Vicar’s Sermon – 14th September 2020

Matthew 18.21-35

On a Saturday this time last year, I was taking some bags of garden waste out to Stainton Grove tip in the back of our ‘2014 registered’ Vauxhall Meriva. I’d come back to the church, collected a few things from the vestry and climbed in the car to drive home: a warning light came on, a little red oil can. ‘Low in oil’ I thought, ‘I’ll deal with that after the weekend’. I drove home, parked on the drive, used our little Nissan on the Sunday and phoned Maudes’ Garages on Monday morning to sort out the oil problem. Stephen’s invitation to bring the car up to the garage proved impossible: the oil pump had failed, the engine had been starved of oil and the car seized up on the Vicarage drive – it had to be towed away. Four months out of its extended warranty the cost of replacing the oil pump and stripping down the engine outweighed the value of the car itself. It was sold for scrap. It may be some time before I can forgive Vauxhall: the proof of forgiveness will only come when I buy another vehicle.

Today’s reading comes from a chapter that is all about keeping the Christian family together. The question that kicks off our reading actually mentions ‘the church’ – ‘How often’ Peter asks ‘should I forgive a member of the church if they sin against me? Seven times?’ The answer (seventy-seven times) is Jesus’ way of saying ‘if your counting Peter then you’ve missed the point’.

Forgiveness lies at the heart of our Christian faith. The example set before us in Jesus’ parable of a servant forgiven a huge debt by his king but who cannot then pass on this forgiveness to anyone else, ends with the king asking ‘Should you not have had mercy on your fellow slave, as I had mercy on you?’ We worship a God who forgives. Christians of all people should know that like the man in the parable, our lives have been given back to us by our Lord: a God whom we have hurt, failed, ignored, treated as nothing. This God, instead of writing us off, continues to want a relationship with us and the only way this can be achieved is if He himself bears the cost of our debt to Him.

Forgiveness is costly. The debt the King carried was immense. We learn forgiveness in our families – or at least some of us do. Families can be ‘schools of grace’: places where we rub up against one another, where we recognise that we are different as people and need to ‘bear with’ one another. Small, unspoken acts of forgiveness accompany our living well together. Where our families may fall short other institutions (perhaps especially schools) can help nurture respect and honesty in relationships and can teach us to disagree well (without retreating into bitter silence, not speaking to one another or ignoring one another). Forgiveness involves people trying to maintain their relationships against the odds: sometimes when we have been hurt we simply allow our relationships with others to wither – this or that person ceases to matter to us, we cut them out of our lives, cease to speak to them.
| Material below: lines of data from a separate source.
PR #1643, opened 2026-03-14
fix: handle uuid.UUID conversion in query params

### LINKED ISSUE #1458: Convert an `uuid.UUID` variable into `int` when pass it in params

- [X] I agree to follow the [aio-libs Code of Conduct][CoC]

- [X] I have checked the [current issues][issue search] for duplicates.

- [X] I understand this is open source software provided for free and that I might not receive a timely response.
- [X] I am positive I am **NOT** reporting a (potential) security
any hesitation exists.)*

- [X] I am willing to submit a pull request with reporoducers as xfailing test cases or even entire fix. *(Assign this issue to me.)*

### Describe the bug

I've defined a pydantic model (let's call it `User`) as the input model of my view function, which has a field annotated as  uuid.UUID named `user_id`.

When I pass user.user_id as a part of params in a request(use aiohttp), yarl will convert the type of uuid.UUID into int before cast it into string.

For example: uuid.UUID('3199712f-1b78-4420-852b-a73ee09e6a8f') -> '65928888857327045292976149998723820175'

by this line: https://github.com/aio-libs/yarl/blob/master/yarl/_query.py#L35

So i've change my code to check every param in params if it's instance of uuid.UUID.

I came here to ask if this conversion behavior is as expected? Is there a better compatibility implementation?

### To Reproduce

as description above

### Expected behavior

as description above

### Logs/tracebacks

```python-traceback
no need
```

### Python Version

```console
$ python --version
3.11
```

### multidict Version

```console
6.1.0
```

### propcache Version

```console
0.2.1
```

### yarl Version

```console
$ python -m pip show yarl
1.18.3
```

### OS

linux or macos

### Additional context

_No response_

toroleapinc:
This PR fixes the issue where uuid.UUID objects were being converted to integers instead of their string representation when used as query parameter values.

## Problem
When passing a uuid.UUID object as a query parameter, yarl was converting it to an integer because UUID implements __int__(), making it match the SupportsInt protocol. This resulted in URLs like:

Expected: http://example.com?user_id=3199712f-1b78-4420-852b-a73ee09e6a8f  
Actual:   http://example.com?user_id=65928888857327045292976149998723820175

## Solution
Added explicit handling for uuid.UUID objects in the query_var function to prioritize string conversion over integer conversion. The fix:

1. Checks for isinstance(v, uuid.UUID) before isinstance(v, SupportsInt)
2. Uses str(v) for UUID objects, which returns the canonical UUID string format
3. Maintains backward compatibility for all other types

## Changes
- yarl/_query.py: Added uuid import and UUID handling in query_var()
- tests/test_update_query.py: Added comprehensive UUID tests covering single values, multiple values, and mixed types
- CHANGES/1458.bugfix.rst: Added changelog entry

## Testing
Added test cases covering:
- Single UUID in query parameters
- Multiple UUID values for same parameter  
- UUID mixed with other data types
- Both with_query() and update_query() methods

Fixes #1458


toroleapinc:
bumping this one — the only failing check is `codecov/project/typing` but `codecov/patch` is green and the new code (the `isinstance(v, uuid.UUID)` branch and the `uuid.UUID` addition to `SimpleQuery`) is fully type-annotated, so the project-wide threshold drop doesn't seem to be from this diff. happy to look further if you spot something though.

bdraco:
uuid as int is very likely the wrong behavior. I think everything wants a string but this is technically a breaking change so the change note needs to be .breaking.rst

bdraco:
@aiolibsbot review

PR #1646, opened 2026-03-26
fix: mask password in __repr__ (#1630), UUID as str in query (#1643), split_url perf

naarob:
## Summary

Three improvements to `yarl`:

---

### Fix #1630 — Password exposed in `URL.__repr__`

`URL.__repr__` returned the full URL string including plaintext passwords, risking credential leakage in logs, tracebacks, and debug output.

**Fix:** If `self.password is not None`, use `with_password('********')` to build the repr string. `str()`, `==`, and all other operations remain unaffected.

```python
# Before
repr(URL('http://user:s3cr3t@example.com'))  # URL('http://user:s3cr3t@example.com')

# After
repr(URL('http://user:s3cr3t@example.com'))  # URL('http://user:********@example.com')
```

---

### Fix #1643 — `uuid.UUID` converted to `int` in query params

`uuid.UUID` implements `__int__()`, so it matched the `SupportsInt` protocol and was silently converted to a 128-bit integer instead of its dash-separated string representation.

**Fix:** In `query_var()`, check `type(v).__str__ is not object.__str__` before falling back to `int()`. This is a general solution: any type that defines a meaningful `__str__` (not inherited from `object`) will use its string representation.

```python
# Before
URL('http://x.com').with_query({'id': uuid4()})  # ?id=24197857...

# After
URL('http://x.com').with_query({'id': uuid4()})  # ?id=12345678-1234-...
```

---

### Perf — `split_url()` delimiter search

Replaced the `for c in delim_chars` loop with 3 conditional `find()` calls using the already-computed `has_hash` / `has_question_mark` flags. Eliminates Python loop overhead and avoids redundant `find()` calls for URLs without query strings or fragments.

**Tests:** 850 passed — no regressions.

### DIFF
--- a/yarl/_parse.py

Again, Jesus’ teaching today is specifically offered to the church. There is a recognition here that following Jesus is done in community. Living closely alongside others will inevitably involve misunderstanding. It may well involve words or actions that are thoughtless or maybe exclude, overlook or hurt our fellow disciples. The King’s example says our relationships with one another are still important: when things go wrong we can’t write each other out of our lives– if we are to belong together we must learn to forgive.
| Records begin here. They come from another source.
PR #1650, opened 2026-04-07
fix code-coverage in tests specifically the test_quoting module

Vizonex:
## What do these changes do?

This is a fix based on something I tried to help someone review rather recently #1642. I came to the conclusion that this module was the culprit for some the brokenness being experienced so I attempted to come up with a tiny solution to try and solve a large sum of it that requires a bit less code. Know that I didn't find a way to retain some ids but I'm sure this change is rather negligible. The percentage of code covered goes up by 1% but it should be enough to help #1642 pass.

This change should only affect how contributions are handled as well as relieve us of some problems. [There is a similar problem with multidict](https://github.com/aio-libs/multidict/pull/1314) that I attempted to also get my hands into rather recently. While waiting this is where I decided to go to next so now I am here, seems yarl contains similar issues where coverage is almost completely broken in some areas.

## Related issue number

#1642 

## Checklist


bdraco:
@aiolibsbot review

On the surface, the man in our parable was forgiven by the king I don’t think he had taken to heart the forgiveness offered, for if he had, he would have been able to pass it on. The man’s actions suggest that he left the accounts room thinking he’d pulled the wool over the king’s eyes, that he’d got one over his master. His relationship with the King seems to have meant nothing to him.
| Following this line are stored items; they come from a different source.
PR #1653, opened 2026-04-12
Fix IPv6 Zone ID decoding to correctly handle RFC 6874 %25 separator

rodrigobnogueira:
## What do these changes do?

Fixes incorrect decoding of IPv6 Zone IDs in URLs that use the
:rfc:`6874` ``%25`` zone separator.

Two call sites in ``yarl/_url.py`` are updated:

* ``_encode_host()``: when ``%25`` is present in the host string,
  partition on ``%25`` (the RFC 6874 separator) instead of bare
  ``%``. The raw form (``raw_host`` / ``host_subcomponent`` /
  ``str(url)``) is preserved verbatim.
* ``.host`` property: when an IP-literal host contains ``%25``,
  decode it back to ``%`` so callers receive the human-readable
  zone identifier (e.g. ``fe80::1%1`` rather than ``fe80::1%251``).
  The same decoding flows through ``.authority`` and
  ``.human_repr()``.

The pre-fix behaviour, where ``_encode_host`` split on bare ``%``,
is still accepted as a fallback so that hosts constructed
programmatically (e.g. ``with_host("fe80::1%1")``) keep working.

| URL | ``.raw_host`` | ``.host`` before | ``.host`` after |
| --- | --- | --- | --- |
| ``http://[fe80::1%251]/`` | ``fe80::1%251`` | ``fe80::1%251`` | ``fe80::1%1`` |
| ``http://[fe80::1%25eth0]/`` | ``fe80::1%25eth0`` | ``fe80::1%25eth0`` | ``fe80::1%eth0`` |

Yes. ``.host``, ``.authority``, and ``.human_repr()`` now return
the decoded zone identifier (``%`` instead of ``%25``) for IPv6
URLs that carry an RFC 6874 zone separator. ``raw_host``,
``host_subcomponent``, and ``str(url)`` are unchanged, so the
on-the-wire representation is preserved.

No. The change is localised to two small spots in ``yarl/_url.py``;
the dual-path encoder fallback preserves backward compatibility for
programmatically constructed hosts. While not a practical SSRF
vector (zone IDs are link-local scope only), the previous decoding
disagreed with other RFC 6874-aware parsers.

## Related issue number

No linked issue; surfaced while reviewing :rfc:`6874` compliance
of the host parser.

## Checklist

- [ ] If you provide code modification, please add yourself to ``CONTRIBUTORS.txt`` (N/A; no ``CONTRIBUTORS.txt`` in this repo)
- [x] Add a new news fragment into the ``CHANGES/`` folder
  * name: ``1653.bugfix.rst``
  * category: ``bugfix``


rodrigobnogueira:
The codecov/project/typing check is failing at 97.63% against a 100% target, but this is a pre-existing issue unrelated to this PR.

bdraco:
@aiolibsbot review

yarl/_url.py
```diff
@@ -1557,7 +1560,10 @@ def _encode_host(host: str, validate_host: bool) -> str:
     # If the host ends with a digit or contains a colon, its likely
     # an IP address.
     if host and (host[-1].isdigit() or ":" in host):
-        raw_ip, sep, zone = host.partition("%")
+        if "%25" in host:
+            raw_ip, sep, zone = host.partition("%25")
+        else:
+            raw_ip, sep, zone = host.partition("%")
```
bdraco:
```suggestion
        part = "%25" if "%25" in host else "%"
        raw_ip, sep, zone = host.partition(part)
```

bdraco: But we need to do an analysis to see if its safe to decode here

bdraco:
@aiolibsbot review

yarl/_url.py
rodrigobnogueira: Safe: ``raw_host`` / ``host_subcomponent`` / ``str(url)`` keep the encoded form, so wire format is unchanged. The decode only fires on ``.host`` (and through it ``.authority`` / ``.human_repr``), is restricted to ``%25`` (``%2F``, ``%3A`` etc. are not touched, so no smuggling of ``/`` ``:`` ``@`` ``?`` ``#``), and only ever applies to bytes after the zone separator; the IP literal is parsed through ``ipaddress.ip_address`` before that. Zone IDs are link-local per RFC 6874 §3 so they never leave the host. The decoded form (``fe80::1%eth0``) is also what stdlib ``socket`` / ``ipaddress`` accept, which is the usual reason callers reach for ``.host``.

bdraco (approved):

bdraco:
Thanks @rodrigobnogueira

Knowing ourselves to be forgiven is the foundation block for our being able to forgive others. Forgiveness and grace are what ‘oil’ the life of the Christian community, offering us a chance to pass these things on to others. Without grace and humility and costly forgiveness we seize up (like my car stuck on the drive) and we cannot function healthily as God’s family. So, it’s no wonder that churches are full of crosses: the world’s symbol of forgiveness. It’s no wonder that we break bread and wine as we remember Jesus’ bearing the cost of our debt to God. Forgiving others is just so hard we need, constantly, to remind ourselves of the forgiveness we have received from God to stand a chance of oiling the wheels of our common life together. How does the song go? ‘Freely, freely you have received. Freely, freely give.’ Amen to that.